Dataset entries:

+ + + + +

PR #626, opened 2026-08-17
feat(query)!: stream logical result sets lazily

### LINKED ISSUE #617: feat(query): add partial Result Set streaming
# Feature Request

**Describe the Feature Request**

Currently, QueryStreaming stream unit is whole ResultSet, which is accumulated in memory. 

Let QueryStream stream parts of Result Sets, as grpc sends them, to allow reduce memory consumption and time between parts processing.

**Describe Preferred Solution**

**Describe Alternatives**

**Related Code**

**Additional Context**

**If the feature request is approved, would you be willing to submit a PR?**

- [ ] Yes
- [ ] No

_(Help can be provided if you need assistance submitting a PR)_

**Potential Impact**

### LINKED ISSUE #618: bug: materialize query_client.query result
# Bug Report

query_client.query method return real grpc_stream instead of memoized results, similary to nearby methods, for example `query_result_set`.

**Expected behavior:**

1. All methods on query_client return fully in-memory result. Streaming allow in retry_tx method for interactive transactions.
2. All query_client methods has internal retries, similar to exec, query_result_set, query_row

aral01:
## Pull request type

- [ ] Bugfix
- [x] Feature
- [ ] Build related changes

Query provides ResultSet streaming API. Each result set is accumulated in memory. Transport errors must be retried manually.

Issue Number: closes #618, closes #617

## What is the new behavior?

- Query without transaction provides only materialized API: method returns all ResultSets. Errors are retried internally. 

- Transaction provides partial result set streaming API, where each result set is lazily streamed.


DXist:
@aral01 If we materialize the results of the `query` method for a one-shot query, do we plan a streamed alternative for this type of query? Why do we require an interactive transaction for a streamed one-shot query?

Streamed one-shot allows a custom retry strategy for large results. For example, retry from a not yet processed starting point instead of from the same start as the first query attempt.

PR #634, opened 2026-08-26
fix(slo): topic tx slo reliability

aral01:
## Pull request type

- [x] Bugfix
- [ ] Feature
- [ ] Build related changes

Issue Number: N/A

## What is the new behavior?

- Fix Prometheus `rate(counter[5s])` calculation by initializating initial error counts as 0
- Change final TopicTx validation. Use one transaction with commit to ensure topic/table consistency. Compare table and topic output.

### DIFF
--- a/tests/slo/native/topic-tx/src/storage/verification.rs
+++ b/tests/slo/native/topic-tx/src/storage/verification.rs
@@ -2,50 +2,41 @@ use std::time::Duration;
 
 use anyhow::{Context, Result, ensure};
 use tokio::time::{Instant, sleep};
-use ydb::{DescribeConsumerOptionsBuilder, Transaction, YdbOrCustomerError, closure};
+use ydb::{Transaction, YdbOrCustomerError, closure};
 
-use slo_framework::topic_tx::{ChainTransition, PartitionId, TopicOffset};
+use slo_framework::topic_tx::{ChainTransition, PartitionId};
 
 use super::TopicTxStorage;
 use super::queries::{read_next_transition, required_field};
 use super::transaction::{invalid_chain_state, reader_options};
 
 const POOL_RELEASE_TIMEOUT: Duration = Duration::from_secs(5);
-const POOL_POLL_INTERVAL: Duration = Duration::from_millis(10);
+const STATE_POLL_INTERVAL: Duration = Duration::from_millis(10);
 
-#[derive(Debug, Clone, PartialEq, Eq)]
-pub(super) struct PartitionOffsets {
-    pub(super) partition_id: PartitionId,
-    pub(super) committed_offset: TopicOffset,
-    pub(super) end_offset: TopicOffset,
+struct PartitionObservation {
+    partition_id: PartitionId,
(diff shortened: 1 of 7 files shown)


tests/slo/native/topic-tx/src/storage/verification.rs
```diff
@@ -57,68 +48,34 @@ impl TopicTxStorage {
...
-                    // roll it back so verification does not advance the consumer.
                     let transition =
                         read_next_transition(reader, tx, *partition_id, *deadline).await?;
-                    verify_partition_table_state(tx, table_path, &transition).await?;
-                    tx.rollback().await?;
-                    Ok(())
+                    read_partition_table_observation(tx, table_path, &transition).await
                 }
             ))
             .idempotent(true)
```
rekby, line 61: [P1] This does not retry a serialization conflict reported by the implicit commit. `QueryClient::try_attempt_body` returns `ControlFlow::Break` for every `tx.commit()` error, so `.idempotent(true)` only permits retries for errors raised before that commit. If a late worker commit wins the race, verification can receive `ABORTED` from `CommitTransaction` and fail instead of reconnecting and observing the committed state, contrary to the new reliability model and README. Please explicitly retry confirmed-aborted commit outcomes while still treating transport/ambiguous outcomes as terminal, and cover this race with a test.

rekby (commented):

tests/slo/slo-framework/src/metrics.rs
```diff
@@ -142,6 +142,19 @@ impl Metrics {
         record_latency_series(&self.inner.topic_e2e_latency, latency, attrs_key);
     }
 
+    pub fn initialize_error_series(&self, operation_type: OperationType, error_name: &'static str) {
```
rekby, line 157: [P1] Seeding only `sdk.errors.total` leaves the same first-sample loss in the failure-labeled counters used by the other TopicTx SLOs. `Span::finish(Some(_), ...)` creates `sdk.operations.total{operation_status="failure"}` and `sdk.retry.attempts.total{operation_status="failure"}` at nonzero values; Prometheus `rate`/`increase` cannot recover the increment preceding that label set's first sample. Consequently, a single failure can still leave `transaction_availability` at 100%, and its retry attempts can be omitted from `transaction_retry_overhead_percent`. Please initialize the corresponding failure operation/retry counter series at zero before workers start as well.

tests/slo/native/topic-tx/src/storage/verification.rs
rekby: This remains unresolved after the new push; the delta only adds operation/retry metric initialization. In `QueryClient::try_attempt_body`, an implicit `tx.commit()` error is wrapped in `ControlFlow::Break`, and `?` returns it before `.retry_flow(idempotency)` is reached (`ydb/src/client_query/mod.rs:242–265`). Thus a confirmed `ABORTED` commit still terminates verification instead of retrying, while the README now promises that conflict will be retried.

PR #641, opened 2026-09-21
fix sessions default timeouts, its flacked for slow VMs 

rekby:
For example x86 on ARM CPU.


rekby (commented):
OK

+ + + + +

Required action: What lines of the data contain the string "Context"? List them.

Result for this exercise:
**Additional Context**
 use anyhow::{Context, Result, ensure};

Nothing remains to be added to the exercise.